FIG. 4 is a block diagram of an example of an external device of the train measurement system in FIG. 1;

[Explanation of symbols]

 DESCRIPTION OF SYMBOLS 1 Train measurement system 2 Train 3 Measuring device 5 Out-of-vehicle device 6 Various sensor groups 7 Signal processing device 9 First signal transmitting and receiving device 10 Second signal transmitting and receiving device 11 Control device 13 Monitoring device 15 Acceleration sensor 17 Speed sensor 18 Point detection sensor 27 Modem 29 Telephone device 31 Booster 33 Measuring device body 37 Monitor 38 Keyboard

Claims (4)

[Claims] 1. A sensor mounted on a train for detecting a signal such as a train acceleration, a signal processing unit for processing a signal from the sensor, and a first signal transmitting / receiving unit for communication. A second signal transmission / reception unit that is installed outside the train and communicates with the first signal transmission / reception unit, and a control unit that controls communication of the second signal transmission / reception unit.

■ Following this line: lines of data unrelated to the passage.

Issue #1300, opened 2020-02-11
Expansion enhancements


craigsapp:
@wergo wrote:
> This is the intended behavior. Good idea to have a default behavior that should be requested as feature.

I am good at that 😛 

There are two useful enhancements for expansions:

(1) If `--expand` is given an empty string, then the first expansion list found in the file should be used:

```bash
verovio --expand "" file.mei -atmidi
```

(2) Using IDs to reference expansions is good in the case where you are aware of the contents, but related to discussions last year or so, there are two primary expansion categories that would be good to make easier to access: (1) Full-repeat expansions, and (2) No-repeat expansions.  

Perhaps giving formalized `@label` tags to these two cases would be good.  I use such labels to find the duration of a repertory in Humdrum when playing with full repeats or no repeats.  In this case I am not aware of the contents of the files, I just request the version of the file that should occur in both of those cases.  I currently use `@type="norep"` to indicate that the expansion is for the no-repeat version of the score (see example below).

Here are two example use cases of such a feature:

(1) A frontend interface to verovio could have a button that indicates if full repeats or no repeats should be taken for playback.

(2) For score analysis purposes it is often useful to not analyze sections of music that should be repeated in performance, so the no-repeat version is particularly useful for analysis.  

In addition, an expansion list for such cases is often necessary because the sequence of the music is important.  In other words, the juxtaposition of the first and second endings is synthetic and a score would not be performed literally in that sequence (but this can mostly be avoided through proper handling of `<ending>` in MEI data).

A simple analysis case would be to measure the amount of repetition in music caused by repeats in the score. 

For [Mozart piano sonatas](https://github.com/craigsapp/mozart-piano-sonatas), the printed duration of all sonatas is 2038.8 quarter notes, the duration with full repeats is 31664.3 quarter notes, and the duration without repeats is 20599.8 quarter notes.  The ratio of full-repeats to no-repeats is 1.537, so there is a 54% duplication caused by repeats in the music.

For [Beethoven piano sonatas](https://github.com/craigsapp/beethoven-piano-sonatas), the printed duration of all sonatas is 55863.4 quarter notes, the duration with full repeats is 71460.6, and the duration without repeats is 57297.9 quarter notes.  The ratio of full-repeats to no-repeats is 1.247, so there is a 25% duplication caused by repeats in the music.

And comparing the two repertories, there is more repeating of written material in the Mozart piano sonatas compared to the Beethoven piano sonatas.

[...]

PR #1981, opened 2021-01-20
Expose scoreTime in vrvToolkit

wergo:
This PR exposes `scoreTime` of a `note` with a given `xml:id` through the toolkit. This would be a useful method for using Verovio for an editor package.

(In order to make this PR work in javascript, the emscripten scripts would have to be updated, that I do not dare to touch.)

### DIFF
--- a/emscripten/buildToolkit
+++ b/emscripten/buildToolkit
@@ -175,6 +175,7 @@ $exports .= "'_vrvToolkit_getOptions',";
 $exports .= "'_vrvToolkit_getPageCount',";
 $exports .= "'_vrvToolkit_getPageWithElement',";
 $exports .= "'_vrvToolkit_getTimeForElement',";
+$exports .= "'_vrvToolkit_getTimesForElement',";
 $exports .= "'_vrvToolkit_getVersion',";
 $exports .= "'_vrvToolkit_loadData',";
 $exports .= "'_vrvToolkit_redoLayout',";
--- a/emscripten/verovio-proxy.js
+++ b/emscripten/verovio-proxy.js
@@ -51,6 +51,9 @@ verovio.vrvToolkit.getPageWithElement = Module.cwrap( 'vrvToolkit_getPageWithEle
 // double getTimeForElement(Toolkit *ic, const char *xmlId)
 verovio.vrvToolkit.getTimeForElement = Module.cwrap( 'vrvToolkit_getTimeForElement', 'number', ['number', 'string'] );
 
+// string getTimesForElement(Toolkit *ic, const char *xmlId)
+verovio.vrvToolkit.getTimesForElement = Module.cwrap( 'vrvToolkit_getTimesForElement', 'string', ['number', 'string'] );
+
 // char *getMIDIValuesForElement(Toolkit *ic, const char *xmlId)
 verovio.vrvToolkit.getMIDIValuesForElement = Module.cwrap( 'vrvToolkit_getMIDIValuesForElement', 'string', ['number', 'string'] );
 
@@ -186,6 +189,11 @@ verovio.toolkit.prototype.getPageWithElement = function ( xmlId )
 verovio.toolkit.prototype.getTimeForElement = function ( xmlId )
 {
     return verovio.vrvToolkit.getTimeForElement( this.ptr, xmlId );
+};
+
+verovio.toolkit.prototype.getTimesForElement = function ( xmlId )
+{
+    return JSON.parse( verovio.vrvToolkit.getTimesForElement( this.ptr, xmlId ) );
 };
 
 verovio.toolkit.prototype.getVersion = function ()
--- a/include/vrv/toolkit.h
+++ b/include/vrv/toolkit.h
@@ -243,6 +243,12 @@ public:
     std::string GetMIDIValuesForElement(const std::string &xmlId);
 
     /**
+     * Return the score time at which the element is the ID (xml:id) is notated.
+     * Returns 0 if no element is found.
+     */
+    int GetScoreTimeForElement(const std::string &xmlId);
+
+    /**
      * @name Set and get the scale
      */
     ///@{
--- a/include/vrv/toolkit.h
+++ b/include/vrv/toolkit.h
@@ -243,10 +243,12 @@ public:
     std::string GetMIDIValuesForElement(const std::string &xmlId);
 
     /**
-     * Return the score time at which the element is the ID (xml:id) is notated.
+     * Return a JSON object string with the following key values for a given note:
+     * scoreTimeOnset, scoreTimeOffset, scoreTimeTiedDuration,
+     * realTimeOnsetMilliseconds, realTimeOffsetMilliseconds, realTimeTiedDurationMilliseconds.
      * Returns 0 if no element is found.
      */
-    int GetScoreTimeForElement(const std::string &xmlId);
+    std::string GetTimesForElement(const std::string &xmlId);
 
     /**
      * @name Set and get the scale
--- a/src/toolkit.cpp
+++ b/src/toolkit.cpp
@@ -1538,7 +1538,7 @@ int Toolkit::GetTimeForElement(const std::string &xmlId)
     return timeofElement;
 }
 
-int Toolkit::GetScoreTimeForElement(const std::string &xmlId)
+std::string Toolkit::GetTimesForElement(const std::string &xmlId)
 {
     Object *element = m_doc.FindDescendantByUuid(xmlId);
 
@@ -1547,13 +1547,44 @@ int Toolkit::GetScoreTimeForElement(const std::string &xmlId)
         return 0;
     }
 
-    int scoreTimeofElement = 0;
+    double scoreTimeOnset = 0.0;
+    double scoreTimeOffset = 0.0;
+    double scoreTimeDuration = 0.0;
+    double scoreTimeTiedDuration = 0.0;
+    double realTimeOnsetMilliseconds = 0.0;
+    double realTimeOffsetMilliseconds = 0.0;
+
+    jsonxx::Object o;
     if (element->Is(NOTE)) {
+        if (!m_doc.HasMidiTimemap()) {
+            // generate MIDI timemap before progressing
+            m_doc.CalculateMidiTimemap();
+        }
+        if (!m_doc.HasMidiTimemap()) {
+            LogWarning("Calculation of MIDI timemap failed, time value is invalid.");
+            return 0;
+        }
         Note *note = vrv_cast<Note *>(element);
         assert(note);
-        scoreTimeofElement = note->GetScoreTimeOnset();
+        Measure *measure = vrv_cast<Measure *>(note->GetFirstAncestor(MEASURE));
+        assert(measure);
+        // For now ignore repeats and access always the first
+        realTimeOnsetMilliseconds = measure->GetRealTimeOffsetMilliseconds(1);
+        realTimeOffsetMilliseconds = realTimeOnsetMilliseconds + note->GetRealTimeOffsetMilliseconds();
+        realTimeOnsetMilliseconds += note->GetRealTimeOnsetMilliseconds();
+
+        scoreTimeOnset = note->GetScoreTimeOnset();
+        scoreTimeOffset = note->GetScoreTimeOffset();
+        scoreTimeDuration = note->GetScoreTimeDuration();
+        scoreTimeTiedDuration = note->GetScoreTimeTiedDuration();
     }
-    return scoreTimeofElement;
+    o << "scoreTimeOnset" << scoreTimeOnset;
+    o << "scoreTimeOffset" << scoreTimeOffset;
+    o << "scoreTimeDuration" << scoreTimeDuration;
+    o << "scoreTimeTiedDuration" << scoreTimeTiedDuration;
+    o << "realTimeOnsetMilliseconds" << realTimeOnsetMilliseconds;
+    o << "realTimeOffsetMilliseconds" << realTimeOffsetMilliseconds;
+    return o.json();
 }
 
 std::string Toolkit::GetMIDIValuesForElement(const std::string &xmlId)
--- a/src/toolkit.cpp
+++ b/src/toolkit.cpp
@@ -1541,20 +1541,20 @@ int Toolkit::GetTimeForElement(const std::string &xmlId)
 std::string Toolkit::GetTimesForElement(const std::string &xmlId)
 {
     Object *element = m_doc.FindDescendantByUuid(xmlId);
+    jsonxx::Object o;
 
     if (!element) {
         LogWarning("Element '%s' not found", xmlId.c_str());
-        return 0;
+        return o.json();
     }
 
-    double scoreTimeOnset = 0.0;
-    double scoreTimeOffset = 0.0;
-    double scoreTimeDuration = 0.0;
-    double scoreTimeTiedDuration = 0.0;
-    double realTimeOnsetMilliseconds = 0.0;
-    double realTimeOffsetMilliseconds = 0.0;
+    jsonxx::Array scoreTimeOnset;
+    jsonxx::Array scoreTimeOffset;
+    jsonxx::Array scoreTimeDuration;
+    jsonxx::Array scoreTimeTiedDuration;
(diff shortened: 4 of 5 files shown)


lpugin:
Thanks for the PR. Before you make changes I would be interested to hear from @craigsapp if he thinks there is an easy way to get the same from the output of the `renderToTimemap` function. In that case maybe we don't need this. 

If we do, then I think it would be more flexible to return a JSON object and have other values returned as well. It seems to me that all of these could be useful at some point
https://github.com/rism-ch/verovio/blob/8bbf0b0b7167eb0717d19bd47e8824761fc907b3/include/vrv/note.h#L207-L212

wergo:
Having all this info in a JSON object would be great too. Thanks.

craigsapp:
Here is a sample piece of music:

Screen Shot 2021-01-20 at 11 18 48 PM

And the command-line option to extract the JSON timemap which is used for MIDI file alignment with score highlighting:

```bash
verovio file.mei -t timemap
```

this produces for the sample MEI data at the bottom of this post:

```json
[
	{
		"tstamp":	0.000000,
		"qstamp":	0.000000,
		"tempo":	120,
		"on":	["note-L5F1"]
	},
	{
		"tstamp":	500.000000,
		"qstamp":	1.000000,
		"on":	["note-L6F1"],
		"off":	["note-L5F1"]
	},
	{
		"tstamp":	1000.000000,
		"qstamp":	2.000000,
		"on":	["note-L7F1"],
		"off":	["note-L6F1"]
	},
	{
		"tstamp":	1500.000000,
		"qstamp":	3.000000,
		"on":	["note-L8F1"],
		"off":	["note-L7F1"]
	},
	{
		"tstamp":	2000.000000,
		"qstamp":	4.000000,
		"off":	["note-L8F1"]
	}
]
```

This seems suitable for implementing an interface to an external timemap stored in the MEI file in a similar manner. There would need to be an input parameter to verovio to specify which timemap to build: MIDI timemap from the tempos in the score, or from the ID for an embedded timemap (there could be multiple timemaps stored in the file, right?)

"on" is a list of elements to start highlight at the given time, and "off" is a list of elements to unhighlight at the same time.  The `tstamp` value is probably equivalent to "real time", and the `qstamp` is equivalent (or close) to "score time".

The units of `tstamp` are milliseconds (from the start of the recording in your case), and the units of `qstamp` are quarter notes from the beginning of the score.  What units do you described "score time"?

This output should work for timings from an audio recording (or MIDI file performance).   This output from verovio is calculated as part of the MIDI generation process (or vice versa), so there would be a separate function to generate a similar output from an embedded timemap.  

I would think that for efficiency reasons, you would want to export the entire timemap before starting playback so that you would not need to extract the information.

Test MEI data:

```xml
 <meiHead>
  <fileDesc>
   <titleStmt>
    <title />
   </titleStmt>
   <pubStmt />
  </fileDesc>
  <encodingDesc>
   <appInfo>
    <application isodate="2021-01-20T23:39:02" version="3.2.0-dev-5450dc3-dirty">
     <name>Verovio</name>
    </application>
   </appInfo>
  </encodingDesc>
  <workList>
   <work>
    <title />
   </work>
  </workList>
 </meiHead>
 <music>
  <body>
   <mdiv xml:id="mdiv-0000000546099368">
    <score xml:id="score-0000002094454345">
     <scoreDef xml:id="scoredef-0000002064863771">
      <staffGrp xml:id="staffgrp-0000001604977159">
       <staffDef xml:id="staffdef-0000001950224428" n="1" lines="5">
        <clef xml:id="clef-L3F1" shape="G" line="2" />
        <meterSig xml:id="metersig-L2F1" count="4" unit="4" />
       </staffDef>
      </staffGrp>
     </scoreDef>
      <measure xml:id="measure-L1">
       <staff xml:id="staff-0000001427200775" n="1">
         <note xml:id="note-L5F1" dur="4" oct="4" pname="c" accid.ges="n" />
         <note xml:id="note-L6F1" dur="4" oct="4" pname="d" accid.ges="n" />
         <note xml:id="note-L7F1" dur="4" oct="4" pname="f" accid.ges="n" />
         <note xml:id="note-L8F1" dur="4" oct="4" pname="g" accid.ges="n" />
        </layer>
       </staff>
      </measure>
     </section>
    </score>
   </mdiv>
  </body>
 </music>
</mei>
```

wergo:
Hi @craigsapp, thanks for pointing me to this timemap option that I was not aware of. 

However, what I was looking for is the scoreTime info. Thus, the beat number within a measure of a given note (starting with 1). This would be hard to extract from the timemap info. 

Or am I missing something?

craigsapp:
Hi

craigsapp:
You are not missing anything.  The measure number and MEI beat number in the measure would be good additions to add to the JSON timemap.  In that case time signature information whenever it appears in the score would also be useful to add.  In particular because the beat is dependent on  the bottom of the time signature.  If there is no time signature, then it is probably best to assume the quarter note is the beat.

In your timemaps, do you specify the time of every event, or is the timemap sparse? (such as only giving an alignment point every beat/measure? In other words it would be useful to have an interpolation function to estimate the realtime values for events that are not assigned a realtime value (this is one purpose of the qstamp, because otherwise the time signature information would be needed to do the interpolation, and the encoding would need to match the duration of a measure to the time signature (so interpolation in cadenzas, pickup measures the measures split by repeats become complicated to interpolate times through).

wergo:
Currently our alignment algorithm takes every score event to point to the time line in a recording. We even would love to see grace notes appear in there so that they get matched/aligned too. So, we did not have the necessity to interpolate at the moment.

However, for my current use case (https://atom.io/packages/mei-friend/), exposing the 6 variables that Laurent named in a JSON object for a given `xml:id` would be best. What about naming a new method `Toolkit::GetTimesForElement` so not to break to existing `Toolkit::GetTimeForElement`?

craigsapp:
I don't have a clear idea of how your system works, so that is why all of the annoying questions  (And if I don't understand it, then I cannot form an opinion).  And in particular how to deal with repeats in verovio (and do you deal with repeats?).

The alignment data is extracted related to your MEC Vienna presentation?  And is it generated dynamically, or is it prepared in advance and then stored in the MEI file?

Adding grace notes to the timemap output would be good to do.   Currently they are not exported by the MIDI conversion process since grace notes are ignored (and therefore are not assigned any times during the MIDI extraction process).   What do you consider the "scoreTime" of a grace note?  Is it the same as the next note that has duration?  In other words, I am wondering what you are using scoreTime for.  Are you using it to display the current measure and beat.  And if you are showing the beat, then what do you do in 6/8 meter, where there are two musical beats (at normal tempos) at the dotted quarter level, but the MEI beat is the eighth note (the bottom number of the time signature).

How do you deal with repeats in the score?  This is somewhat related to the proposed name `Toolkit::GetTimesForElement`.  In other words, what are you meaning by `s` in `Times`?  Both scoreTime and realTime?  If so, note there is also a complication that any note in a score can be played multiple times during a single performance.  

The last two paragraphs related to how a realTime timeline interfaces with the score.  During performance, realTime is monotonic (you cannot transport back in time), but scoreTime is not monotonic.  So the primary indexing for alignment is realtime, and it is not possible index in the general case by scoreTime since there are potentially many realTimes for every scoreTime.

This is also related somewhat to computational efficiency.  It is most efficient to have a list of time-sorted elements that the `verovio -t timemap` produces.  If you do a querySelector operation on verovio continuously for random access to the same data that is very computationally expensive (the system gets slower as there are more notes on the page).  So that is related to the question of what is the difference between the current timemap JSON data (with enhancements of measures and beats) and the method of data access that you need?   And related to this is that the current system needs to be modified to deal with performance repeats in the score, so it would be useful to think about this at the same time.

If the realTimes are store in the MEI data, then that would be useful to give a short (one measure sample) which may help me.   Also here is an example which forms my viewpoint that I am asking:

https://www.ccarh.org/haydn/op20n5/mvmt2

which has lots of repeats.  If you view the sort of that page, you can see the timemap that I created.  In this case I also store every single event in the timemap.  Here is the start of it (the pipe characters at the start of lines are irrelevant and caused by copy-and-paste from the view source page in Chrome):

```
  | {"measure":1,	"moffset":0,	"qstamp":0,	"tstamp":1.802},
  | {"measure":1,	"moffset":1,	"qstamp":1,	"tstamp":2.205},
  | {"measure":1,	"moffset":2,	"qstamp":2,	"tstamp":2.541},
  | {"measure":2,	"moffset":0,	"qstamp":3,	"tstamp":2.916},
  | {"measure":2,	"moffset":1,	"qstamp":4,	"tstamp":3.285},
  | {"measure":2,	"moffset":2,	"qstamp":5,	"tstamp":3.605},
  | {"measure":3,	"moffset":0,	"qstamp":6,	"tstamp":3.925},
  | {"measure":3,	"moffset":1,	"qstamp":7,	"tstamp":4.272},
  | {"measure":3,	"moffset":2,	"qstamp":8,	"tstamp":4.584},
  | {"measure":4,	"moffset":0,	"qstamp":9,	"tstamp":4.964},
```

The timemap has the realTime (tstamp) a `qstamp` which  the same as `qstamp` in the timemap output from verovio, but is also serves a redundant functionality to the `on` and `off` list in the timemap output.  I wanted this in the verovio output for the purpose of not needing to specifiy all event times in the time map (and if there is an event that does not have an entry, the qstamp is needed in order to interpolate a realTime between two adjacent events that are given).   I also add the measure number and the `moffset` which is the quarter-note duration from the start of the barline (which is analogous to the beat info that you want).

This list is index by `tstamp`, if you look down the list, you will see the scoreTime data repeating due to repeated sections of the music.  In addition there is a repeat of the minute (but without repeats).

wergo:
There are many questions to discuss.

1) Alignment: Our system (CLARA https://clara.mdw.ac.at/ will be updated soon) is actually storing the alignment info outside the MEI in RDF triples that are passed on to a Solid POD through the TROMPA CE. So for each note id there is a pointer to the timeline in the recording (actually the full data model is more complex). Storing this info inside the encoded score does not make sense to us since we are dealing with many recordings of the same score.

2) Repetitions: Regarding repetitions: we have introduced the `--expand` option (#1152) that reads an `expansion` element as in all your encodings and create a long MEI structure that can be exported as MIDI. To access the info about repetitions in the expanded timeMap, there is an `expansionMap` inside Verovio that can be accessed through `Toolkit::GetNotatedIdForElement()` and `Toolkit::GetExpansionIdsForElement()`. The latter returns a JSON string of all ids of the same note played multiple times (and thus represented multiple times and having different `xml:id`s in the expanded timemap), the former the first of this list which is the first (=notated) note. (We have discussed this in #1300.)

3) This Haydn movement is a great demo. Are you using the expand option to create your expanded timemap?

4) The purpose of the PR is much simpler: I want to insert a control element (`slur`, `hairpin` etc) at one or two selected notes and insert it with `@tstamp` rather than `@startid/endid` attributes.

5) The plural in the `Toolkit::GetTimesForElement` was just to make clear that this method would return multiple time formats and instances for a given note (`scoreTimeOnset`, `scoreTimeOffset`, `scoreTimeDuration`, `scoreTimeTiedDuration`, `realTimeOnsetMilliseconds`, `realTimeOffsetMilliseconds`). If it is clearer, we could have a method `Toolkit::GetScoreTimesForElement` and just return the first four items.

craigsapp:
I think I understand things now: 

There are two ways of dealing with repeated music.  I was thinking more about one case and Werner is thinking about the other.

Werner expands the repeats in a score for display with performance information (specifically to display tempo curves above the notation extracted from actual performances).   In this case the current MIDI rendering is very similar: each note in the score is played exactly once.

The second way of viewing the timing information is for an unexpanded score from which an expanded MIDI rendering is made (or a performance from MIDI/audio is aligned) in order to realize repeats.

For the expanded score version, there is a one-to-one mapping between scoreTime and realTime, and both are monotonic (always heading forward in time/space).

For the contracted score with an expanded MIDI/audio alignment, there is not a one-to-one mapping: realTime is monotonic, but scoreTime is not, since the same note in the score may be place more than once in the performance.

[By the way: what happens to `xml:ids` when producing an expanded score?  The IDs must be prefixed with a repetition marker such as `_2` or similar.]

So timing variables related to scoreTime should export as single values, and realTime variables should be exported in an array.   It would also be possible for a note to have zero realTime information, in which case an empty array should be returns for the realTime data.  This sort of case occurs if a performance takes only second endings, so there is no realTime information for the first endings.

craigsapp:
Also with regards to the timemap output: It should keep the same structure regardless of whether or not the MIDI is expanded or not when the score is compressed.  The main index is realTime, and there will be duplicates of scoreTime data when it returns later in a performance.

lpugin:
As I understand the current implementation of expansion is duplicating elements internally, so the timemap should work as it is already.

Going back to the PR I cannot think of a better name than `GetTimesForElement` even though I am not very happy about it. I would avoid `GetScoreTimesForElement` since the idea is also to include real time values.

@wergo: can you modify the PR for the function to return a JSON object? And if somebody has a better idea for the name we can change it to that.

wergo:
Ok, thanks for this @lpugin; In understand now. 

This PR now returns the six values in arrays. If not a note, it returns an empty JSON object, as in other similar methods.

craigsapp:
Yes, the current implementation for MIDI rendering does a single pass, ignoring expansions.  In the future there should be an option to render MIDI based on expansions encoded in the data.  This will also be useful for aligning audio to an unexpanded score, which allows for interactions such as in the demo:   [https://www.ccarh.org/haydn/op20n5/mvmt2](https://www.ccarh.org/haydn/op20n5/mvmt2), where the same note in the score has multiple performance times.  Also this sort of layout would be useful for performance analysis with tempo curves: you can overlay two different tempo curves for each repetition of the music to compare how the performance changes between the two repeats of the same music (so there could be potential use of this feature in CLARA as well).

One intermediate thing that would be nice to do would be to skip the first endings in the current MIDI rendering.  In that case the realTime variables for notes in the first ending would return empty arrays. (as it sounds very unmusical to listen to the first repeat  ending, and then immediately afterwards the second repeat ending -- although that is useful for proof-listening to all of the music in the score).

wergo:
> Yes, the current implementation for MIDI rendering does a single pass, ignoring expansions. In the future there should be an option to render MIDI based on expansions encoded in the data.

This is already there (since Verovio 2.5): When calling something like `verovio --expand expansion-default -t midi Beethoven_Op28_3-HenleUrtext.mei` you will get an expanded MIDI file with all repetitions as defined in the expansion element (prima/seconda volta, everything).

> This will also be useful for aligning audio to an unexpanded score, which allows for interactions such as in the demo: https://www.ccarh.org/haydn/op20n5/mvmt2, where the same note in the score has multiple performance times. Also this sort of layout would be useful for performance analysis with tempo curves: you can overlay two different tempo curves for each repetition of the music to compare how the performance changes between the two repeats of the same music (so there could be potential use of this feature in CLARA as well).

This is also possible with the current vervio; we will soon demonstrate it on CLARA: performed tempo curves on expanded verovio; multiple repeated tempo curves on original verovio. 

BTW: The Haydn demo is very nice; who is playing? And how did you realise the jumping if not with `--expand`?

craigsapp:
> This is already there (since Verovio 2.5)

Thanks for reminding me -- I still need to play around with the new (old) feature :-).  I put expansion lists into my humdrum-to-MEI conversions, but I have not utilized (or tested) them yet.

But I suspect that the current expansions first manipulate the MEI data to flatten it, and then the MIDI is calculated on that flattened score.   So I think it is not possible to load an unexpanded score to display, and generate expanded MIDI in a single step.  Is that right @lpugin?  In other words the displayed score linked to the MIDI file has to be expanded as well.

For the example I gave, it was created using SCORE notation renderings rather than verovio's.

lpugin:
> So I think it is not possible to load an unexpanded score to display, and generate expanded MIDI in a single step. Is that right @lpugin? In other words the displayed score linked to the MIDI file has to be expanded as well.

Correct. I can imagine cases where you want the MIDI (and times) aligned with the non expanded version of the score. This is where the arrays will be useful. One question is whereas we want to support this (e.g., internal MIDI repetition expansion) with and / or without encoded `<expansion>`. Both make sense and could be desirable. For simple cases, users probably would not expect to add `<expansion>`. For more complex ones these might be necessary.
Please add any follow-up comment here https://github.com/rism-ch/verovio/issues/235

A train measurement system, comprising: an external device configured to control a measuring device from the external device. 2. A sensor mounted on a train for detecting signals such as a train acceleration, a signal processing unit for processing a signal from the sensor, and a first signal transmitting / receiving unit for communication. And a second signal transmitting / receiving means installed outside the train for communicating with the first signal transmitting / receiving means, and a means for monitoring data received by the second signal transmitting / receiving means. A train measurement system, comprising: a vehicle-mounted external device, wherein each data of the measuring device is monitored by the external device. 3. The system according to claim 1, wherein the external device transmits measurement or monitoring application software from the second signal transmitting / receiving unit to the first signal transmitting / receiving unit of the measuring device. Features system. 4. The system according to claim 1, wherein the first signal transmitting / receiving means of the measuring device and the second signal transmitting / receiving means of the external device are connected via a mobile communication network. A system characterized by the following.